Ninjasstolemytv said:


> @Forster Diamondback has nowhere near the reputation/brand recognition as Giant. Not saying their bikes are bad, but this is one barrier deterring the avg consumer.


 Never claimed their brand had the same recognition as Giant, but don't see this as a barrier either. Two most famous bike brands (for the Average Consumer) in America (most well known) are Schwinn (if you're over 30) and Huffy (if you're under 30). Not anti-Giant at all, just don't agree that they have relegated all other brands irrelevant.


----------



## 127.0.0.1 (Nov 19, 2013)

ryguy79 said:


> Apparently you're really quiet about it too, as you've provided ZERO evidence for your argument.


holy crap are you numb

it is self evident when you look at the financial statements of bike manufacturers and
bike technology at international bike expos.

you do attend bike expos, don't you ?

no ? then don't comment


----------



## TwoTone (Jul 5, 2011)

127.0.0.1 said:


> holy crap are you numb
> 
> it is self evident when you look at the financial statements of bike manufacturers and
> bike technology at international bike expos.
> ...


McDonalds has better financials than my local mom and pop burger joint- guess where I eat.


----------



## Nubster (May 15, 2009)

Ninjasstolemytv said:


> @Nubster I think, for an average joe rider, not liking a giant due to personal preferences would be placing them in a minority.

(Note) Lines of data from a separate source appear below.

Issue #2511, opened 2022-04-27
count query issue in spring-data-jpa-2.5.11


lavanya2290:
When we check our native query an issue comes 
the count uery changes from select count(*) from tablename to select count(order) from tablename.

https://github.com/spring-projects/spring-data-jpa/compare/2.5.9...2.5.11#diff-7d36425745042f8c27507657de795fd7cf1d546da6a740fd00d86add46f81ed4R530

lavanya2290:
<img width="1536" alt="Screenshot 2022-04-27 at 4 30 48 PM" src="https://user-images.githubusercontent.com/13776413/165504460-35cef066-8d00-4b56-9dd2-30247e14bd4b.png">
<img width="1536" alt="Screenshot 2022-04-27 at 4 30 40 PM" src="https://user-images.githubusercontent.com/13776413/165504484-9af88631-a5f0-4c70-948a-76451bb1b268.png">

lavanya2290:
Matcher matcher = COUNT_MATCH.matcher("SELECT * FROM context ORDER BY time");
		String countQuery;

		if (countProjection == null) {

			String variable = matcher.matches() ? matcher.group(VARIABLE_NAME_GROUP_INDEX) : null;
			boolean useVariable = StringUtils.hasText(variable) //
					&& !variable.startsWith(" new") //
					&& !variable.startsWith("count(") //
					&& !variable.contains(",") //
					&& !variable.contains("*");

			String complexCountValue = matcher.matches() && StringUtils.hasText(matcher.group(COMPLEX_COUNT_FIRST_INDEX))
					? COMPLEX_COUNT_VALUE
					: COMPLEX_COUNT_LAST_VALUE;

			String replacement = useVariable ? SIMPLE_COUNT_VALUE : complexCountValue;
			countQuery = matcher.replaceFirst(String.format(COUNT_REPLACEMENT_TEMPLATE, replacement));

lavanya2290:
in 2.5.13 spring boot which uses 2.5.11 issue is there.

Axinet:
#2495 is still open, so the only option as for now is downgrade to spring-data-jpa 2.5.10

gregturn:
Support for `2.5.x` ended back in April. I'm closing this ticket for now. If you are still running into this issue on `2.6.x`+, then please open a new ticket with details.

Axinet:
[...]

Issue #2260, opened 2021-07-14
NativeQuery with Pagination


Johnczek:
Hello, I am facing issue similiar with [https://github.com/spring-projects/spring-data-jpa/issues/1282](https://github.com/spring-projects/spring-data-jpa/issues/1282).

I am trying to run this native query with spring-data on version `2.5.0`

`@Query(value = "SELECT dense_rank() OVER (ORDER BY rank DESC)," +
        "t.id, " +
        "FROM table t WHERE t.x > 0 ",
        nativeQuery = true)
Page<Object[]> getT(Pageable pageable);`

But I am getting SQLGrammarException because the spring-data engine will translate this query into

`SELECT dense_rank() OVER (ORDER BY rank DESC),t.id FROM table t WHERE t.x > 0 , t.y desc limit 20`

Where the problem is pretty obvious. There is ORDER BY clause missing, probably because of presence of ORDER BY clause in OVER subquery. Is this a known bug? And is it possible to bypass this somehow? I need to use whole pageable object with native query with this dense_rank() calling.

schauder:
I suspect this is a bug in the underlying JPA implementation. Spring Data JPA uses `Query.setFirstResult` and `Query.setMaxResult` to create the queries for pagination.

Could you confirm that you seeing this behaviour as well if you use an `EntityManager` directly, as described in https://www.baeldung.com/jpa-pagination

Johnczek:
> I suspect this is a bug in the underlying JPA implementation. Spring Data JPA uses `Query.setFirstResult` and `Query.setMaxResult` to create the queries for pagination.
> 
> Could you confirm that you seeing this behaviour as well if you use an `EntityManager` directly, as described in https://www.baeldung.com/jpa-pagination

Hello, I´ve tried many ways but entity manager did not worked for me cause native query has no option to pass sort into query.

But after some investigation I´ve found a workaround with adding ORDER 1 at the end of query and now It is working fine.
I assume that spring will look for ORDER BY substring and if its found, there is (from his point of view) no need to add another ORDER BY and therefore spring appends just , ordering limiting offsetting. But in this case the ORDER BY clause should be added because the found ORDER BY property is not the one that framework is looking for.

TAndronicus:
I'll try to tackle this issue

shu1997:
Hello I am using postgreSQL also facing the same issue-> in my service layer i have created the pageable object using 
inside @Service:-

[...]

PR #2514, opened 2022-04-28
Fixes `*` bug in `createCountQueryFor`.

DiegoKrupitza:
In commit 3e64d9ad9b7d45fcf1231dbaf207be49cc481e7a a bug got introduced that uses the next symbol after the table name for the count function. With this commit this should be now resolved. The count query will use `*` when there is no alias present nor a variable.

Related tickets #2177, #2260, #2511


gregturn:
Backported to 2.7.x.

gregturn:
Backported to 2.6.x.

gregturn:
Backported to 2.5.x

lavanya2290:
which version of 2.5.x is it backported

Call me a minority then because I'm pretty average but Giant has nothing to offer me that I can't get somewhere else.


----------



## net wurker (Sep 13, 2007)

How about this for a scenario? Joe-first-time-MTB-buyer has done enough research to know that he is going to buy his first bike from an LBS.

His town has a Specialized dealer and a Trek dealer.

The closest Giant dealer is over 600 miles away.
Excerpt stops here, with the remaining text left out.